• [Task]:
Starting at the first line of the listing below and ending at the line with "I'm not sure", copy each line exactly.

# # #

Issue #886, opened 2023-06-20
`wait_for_idle` returns prematurely when `wait_for_units` is provided 


sed-i:
When `wait_for_units` is provided, we exit the loop before checking the `waiting_for_a_particular_status` logic.
https://github.com/juju/python-libjuju/blob/ad62156b3bd18c949cd7f65a6b528cbaf023e121/juju/model.py#L2693-L2696

As a result, when we use something like:
```python
    await ops_test.model.wait_for_idle(
        apps=[grafana_app_name, tester_app_name], status="active", wait_for_units=1, timeout=300
    )
```
the await returns before status is active.

cderici:
We had some iterations for this on the `wait_for_idle` code, but it was on the `2.9` branch, we brought it forward into the master in https://github.com/juju/python-libjuju/pull/870, but evidently we missed something, I'll take another look. 

@sed-i Just to make sure, this is against 3.x controller using libjuju >2.9, right?

sed-i:
Yep,
- juju (3.1/edge) 3.1.4-8fbf7ef
- pylibjuju 3.2.0.0

cderici:
I'm not sure if this is a bug, @sed-i. Problem is that this use case is clashing with the use case in https://github.com/juju/python-libjuju/issues/837. 

In your particular case, you're trying to wait for `grafana_app_name` and `tester_app_name`, what was your reasoning/expectation in passing `wait_for_units=1`? Cause right now it's set to "the least number of units to be expected to be in the status" [here](https://github.com/juju/python-libjuju/blob/ad62156b3bd18c949cd7f65a6b528cbaf023e121/juju/model.py#L2613), which is why it's returning as soon as 1 unit is in the given status. We have another parameter called the [`wait_for_exact_units`](https://github.com/juju/python-libjuju/blob/ad62156b3bd18c949cd7f65a6b528cbaf023e121/juju/model.py#LL2617C16-L2617C37) to wait for exact number of units. Note that it's across multiple applications if you provide multiple apps.

The main problem is that `wait_for_idle` is super overloaded, and it's trying to work across multiple applications at the same time. I need to find a good way for users to express `I want this number of units from applications A and B to be in <status-1> (don't care which app they belong)` and `I don't care about application C's units (they can be in error state) as long as application D has at least 1 unit in <status-2>` at the same time, which is a bit complicated, but doable.

sed-i:
> The main problem is that `wait_for_idle` is super overloaded

Agreed.

[...]

PR #890, opened 2023-06-26
[JUJU-4076] Rename `wait_for_units` and make semantics clearer

cderici:
#### Description

This is to clear a bit the semantics of `wait_for_units` parameter in `model.wait_for_idle`, which is to wait for a certain amount of units across all the given applications and return when those are available, regardless of the state of the other units (they can be in an error state or whatever just don't care and return)

Fixes https://github.com/juju/python-libjuju/issues/886

#### QA Steps

We got a couple of tests specific to `wait_for_idle` and `wait_for_units`, so all of them should pass, some important ones are the following:

```
tox -e py3 -- tests/unit/test_model.py::TestModelWaitForIdle
```

```
tox -e integration -- tests/integration/test_model.py::test_wait_for_idle_with_enough_units
```

```
tox -e integration -- tests/integration/test_model.py::test_wait_for_idle_with_exact_units
```

```
tox -e integration -- tests/integration/test_model.py::test_wait_for_idle_with_exact_units_scale_down
```

```
tox -e integration -- tests/integration/test_model.py::test_wait_for_idle_with_exact_units_scale_down_zero
```

### DIFF
--- a/juju/model.py
+++ b/juju/model.py
@@ -2622,7 +2622,7 @@ class Model:
             warnings.warn("wait_for_active is deprecated; use status", DeprecationWarning)
             status = "active"
 
-        _wait_for_units = wait_for_units if wait_for_units is not None else 1
+        _wait_for_units = wait_for_at_least_units if wait_for_at_least_units is not None else 1
 
         timeout = timedelta(seconds=timeout) if timeout is not None else None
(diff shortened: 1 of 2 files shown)


jack-w-shaw (approved):
LGTM

PR #907, opened 2023-07-12
[JUJU-4048] Use GetChangesMapArgs for bundle changes

jack-w-shaw:
Use GetChangesMapArgs for bundle changes instead of GetChanges

Also, drop support for GetChanges when parsing ChangeInfos

GetChanges returns a list of params in a magical order. This makes it brittle and adds lots of special knowledge boiler plate. GetChangesMapArgs was added a few years ago to replace it.

 Wer already support map arg params, we just never do so

#### QA Steps

```
tox -e py3
```

```
tox -e integration -- -m bundle
```

### DIFF
--- a/juju/bundle.py
+++ b/juju/bundle.py
@@ -12,7 +12,7 @@ import yaml
 from toposort import toposort_flatten
 
 from .client import client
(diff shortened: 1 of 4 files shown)


cderici (approved):
This LGTM 👍 Thanks for marking the tests!

PR #922, opened 2023-07-20
Repository Maintenance Improvements

cderici:
#### Description

This adds a couple of upgrades/fixes for repository maintenance:

- Brings back the issue/feature request templates
- Adds a github action/stale bot to automatically decay the issues/PRs that are not updated for a long time. In the current configuration, every issue/PR that hasn't been updated for 30 days will be marked with an `incomplete` label, and will be closed with a nice message if it's still not updated for 5 days after that mark.
- Adds a document for contributing guidelines for outside contributions. The page will look like this: https://github.com/cderici/cderici.github.io/blob/master/docs/CONTRIBUTING.md

#### QA Steps

No QA needed.


anvial (approved):
btw, am I right that if we remove the `incomplete` label from issue that will drop the timer. 

If not,  I think that we should add to `exempt labels`  branch labels (2.9/3.0/...)m because for us that means triage.

cderici:
Just for future reference I'll note my answers here:

> btw, am I right that if we remove the `incomplete` label from issue that will drop the timer.

This is correct.

> If not, I think that we should add to `exempt labels` branch labels (2.9/3.0/...)m because for us that means triage.

Already added some exempt labels to express these cases (awaiting approval/work in progress) without worrying about the stale bot.
 
```yaml
exempt-issue-labels: 'awaiting-approval,work-in-progress'
exempt-pr-labels: 'awaiting-approval,work-in-progress'
```

PR #930, opened 2023-08-07
Fix asyncio on README

marceloneppel:
#### Description

The following error is thrown if we run the example code from README.
```sh
  File "/home/ubuntu/main.py", line 6, in <module>
    from juju import asyncio
ImportError: cannot import name 'asyncio' from 'juju' (/home/linuxbrew/.linuxbrew/Cellar/python@3.11/3.11.4_1/lib/python3.11/site-packages/juju/__init__.py)
```

It fails because it should be using `jasyncio`, which is the correct module to import. The the other examples from the `examples` folder are using the correct module.

#### QA Steps

Add the code from README to a file named `main.py` and run it with `python3 main.py`. The ubuntu charm should be correctly deployed.

### DIFF
--- a/docs/readme.rst
+++ b/docs/readme.rst
@@ -51,7 +51,7 @@ Pylibjuju requires an already bootstrapped Juju controller to connect to.
   import logging
   import sys
 
-  from juju import asyncio
+  from juju import jasyncio
   from juju.model import Model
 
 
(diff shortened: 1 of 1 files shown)


cderici (approved):
LGTM. Thanks for the fix!

PR #931, opened 2023-08-07
Update 3.2 facade clients

cderici:
#### Description

This does 3 things:

1. Adds a tiny fix to suppress redundant warning messages about facade versions to be emitted in case the facade in question is not yet known to the pylibjuju client.
2. Adds the `AgentLifeFlag` to known facades ([reported in a nightly build](https://github.com/cderici/python-libjuju/actions/runs/5779670269/job/15662283086#step:8:383))
3. While we're at the facades, this adds the latest schema json from juju 3.2 branch and rebuilds the clients to keep the compatibility.

#### QA Steps

All CI tests need to pass.


cderici:
`test_action` problem is being fixed by #932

# # #

• [Answer space]:
Issue #886, opened 2023-06-20
`wait_for_idle` returns prematurely when `wait_for_units` is provided 


sed-i:
When `wait_for_units` is provided, we exit the loop before checking the `waiting_for_a_particular_status` logic.
https://github.com/juju/python-libjuju/blob/ad62156b3bd18c949cd7f65a6b528cbaf023e121/juju/model.py#L2693-L2696

As a result, when we use something like:
```python
    await ops_test.model.wait_for_idle(
        apps=[grafana_app_name, tester_app_name], status="active", wait_for_units=1, timeout=300
    )
```
the await returns before status is active.

cderici:
We had some iterations for this on the `wait_for_idle` code, but it was on the `2.9` branch, we brought it forward into the master in https://github.com/juju/python-libjuju/pull/870, but evidently we missed something, I'll take another look. 

@sed-i Just to make sure, this is against 3.x controller using libjuju >2.9, right?

sed-i:
Yep,
- juju (3.1/edge) 3.1.4-8fbf7ef
- pylibjuju 3.2.0.0

cderici:
I'm not sure if this is a bug, @sed-i. Problem is that this use case is clashing with the use case in https://github.com/juju/python-libjuju/issues/837. 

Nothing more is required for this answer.